▶ **Instructions for the task**
Go through the data below and copy each line where the word "findIndex" occurs.

START Available records

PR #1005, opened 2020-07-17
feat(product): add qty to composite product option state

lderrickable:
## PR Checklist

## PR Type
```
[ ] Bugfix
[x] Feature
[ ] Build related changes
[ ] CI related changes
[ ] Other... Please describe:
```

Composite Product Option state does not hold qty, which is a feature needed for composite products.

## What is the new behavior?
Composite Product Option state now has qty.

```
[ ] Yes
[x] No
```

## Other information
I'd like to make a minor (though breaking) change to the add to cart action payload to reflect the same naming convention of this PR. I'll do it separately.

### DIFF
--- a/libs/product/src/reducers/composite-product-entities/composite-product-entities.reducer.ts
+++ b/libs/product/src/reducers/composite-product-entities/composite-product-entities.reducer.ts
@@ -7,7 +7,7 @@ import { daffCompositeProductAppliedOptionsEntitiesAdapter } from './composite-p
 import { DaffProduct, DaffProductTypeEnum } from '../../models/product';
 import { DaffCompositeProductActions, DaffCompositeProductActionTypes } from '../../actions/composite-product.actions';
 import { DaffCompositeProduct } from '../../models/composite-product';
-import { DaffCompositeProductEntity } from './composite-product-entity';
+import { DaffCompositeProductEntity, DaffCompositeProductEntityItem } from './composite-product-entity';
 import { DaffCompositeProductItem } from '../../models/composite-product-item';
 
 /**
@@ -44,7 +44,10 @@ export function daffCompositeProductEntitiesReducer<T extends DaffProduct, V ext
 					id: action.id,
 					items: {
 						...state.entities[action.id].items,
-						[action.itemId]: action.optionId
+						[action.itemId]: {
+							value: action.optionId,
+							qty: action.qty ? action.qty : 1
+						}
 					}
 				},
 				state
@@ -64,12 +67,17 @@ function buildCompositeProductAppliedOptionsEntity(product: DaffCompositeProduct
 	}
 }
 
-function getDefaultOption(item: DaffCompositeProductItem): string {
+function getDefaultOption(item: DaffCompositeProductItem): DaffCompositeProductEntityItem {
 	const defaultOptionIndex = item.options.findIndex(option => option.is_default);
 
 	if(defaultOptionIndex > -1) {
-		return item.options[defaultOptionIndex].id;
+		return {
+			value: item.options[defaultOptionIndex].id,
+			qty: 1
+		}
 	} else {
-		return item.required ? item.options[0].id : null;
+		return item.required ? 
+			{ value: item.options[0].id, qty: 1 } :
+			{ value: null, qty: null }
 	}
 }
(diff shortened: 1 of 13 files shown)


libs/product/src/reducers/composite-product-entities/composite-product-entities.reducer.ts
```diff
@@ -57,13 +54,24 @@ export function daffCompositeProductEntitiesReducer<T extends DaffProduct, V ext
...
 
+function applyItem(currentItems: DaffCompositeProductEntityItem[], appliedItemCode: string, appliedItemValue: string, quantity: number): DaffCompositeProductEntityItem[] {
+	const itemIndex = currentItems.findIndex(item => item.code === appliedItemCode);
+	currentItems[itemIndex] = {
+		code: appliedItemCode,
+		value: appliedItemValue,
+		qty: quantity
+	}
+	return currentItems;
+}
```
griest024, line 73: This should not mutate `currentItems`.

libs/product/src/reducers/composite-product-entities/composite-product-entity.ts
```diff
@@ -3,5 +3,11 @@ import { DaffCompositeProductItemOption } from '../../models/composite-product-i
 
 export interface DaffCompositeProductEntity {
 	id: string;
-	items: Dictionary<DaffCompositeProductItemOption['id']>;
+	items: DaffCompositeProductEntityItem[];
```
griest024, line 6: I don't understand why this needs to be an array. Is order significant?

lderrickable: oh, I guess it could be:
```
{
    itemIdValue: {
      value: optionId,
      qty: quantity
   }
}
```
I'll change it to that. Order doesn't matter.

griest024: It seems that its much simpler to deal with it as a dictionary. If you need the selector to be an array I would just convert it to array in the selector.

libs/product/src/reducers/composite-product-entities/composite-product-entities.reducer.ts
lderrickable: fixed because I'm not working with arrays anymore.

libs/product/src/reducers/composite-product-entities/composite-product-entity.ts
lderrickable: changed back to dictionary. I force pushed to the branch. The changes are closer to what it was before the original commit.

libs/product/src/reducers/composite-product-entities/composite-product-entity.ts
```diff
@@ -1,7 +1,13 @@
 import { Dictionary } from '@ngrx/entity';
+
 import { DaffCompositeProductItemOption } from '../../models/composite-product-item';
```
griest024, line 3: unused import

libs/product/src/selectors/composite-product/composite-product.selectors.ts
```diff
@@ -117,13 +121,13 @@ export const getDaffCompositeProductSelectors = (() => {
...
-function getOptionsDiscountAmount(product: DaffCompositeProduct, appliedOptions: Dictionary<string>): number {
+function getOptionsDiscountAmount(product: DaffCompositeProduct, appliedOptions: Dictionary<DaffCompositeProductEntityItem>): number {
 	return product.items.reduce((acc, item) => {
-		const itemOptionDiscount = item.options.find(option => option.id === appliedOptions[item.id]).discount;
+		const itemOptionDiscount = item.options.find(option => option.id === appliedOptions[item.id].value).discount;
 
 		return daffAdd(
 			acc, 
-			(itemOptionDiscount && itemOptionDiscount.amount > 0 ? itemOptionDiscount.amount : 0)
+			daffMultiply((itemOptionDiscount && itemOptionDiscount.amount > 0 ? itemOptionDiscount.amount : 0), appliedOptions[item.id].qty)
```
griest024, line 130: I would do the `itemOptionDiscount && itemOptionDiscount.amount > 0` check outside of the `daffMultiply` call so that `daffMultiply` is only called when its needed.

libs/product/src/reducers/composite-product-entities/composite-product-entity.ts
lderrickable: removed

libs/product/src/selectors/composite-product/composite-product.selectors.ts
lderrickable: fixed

END Available records

▶ **Output of the exercise**
 	const defaultOptionIndex = item.options.findIndex(option => option.is_default);
+	const itemIndex = currentItems.findIndex(item => item.code === appliedItemCode);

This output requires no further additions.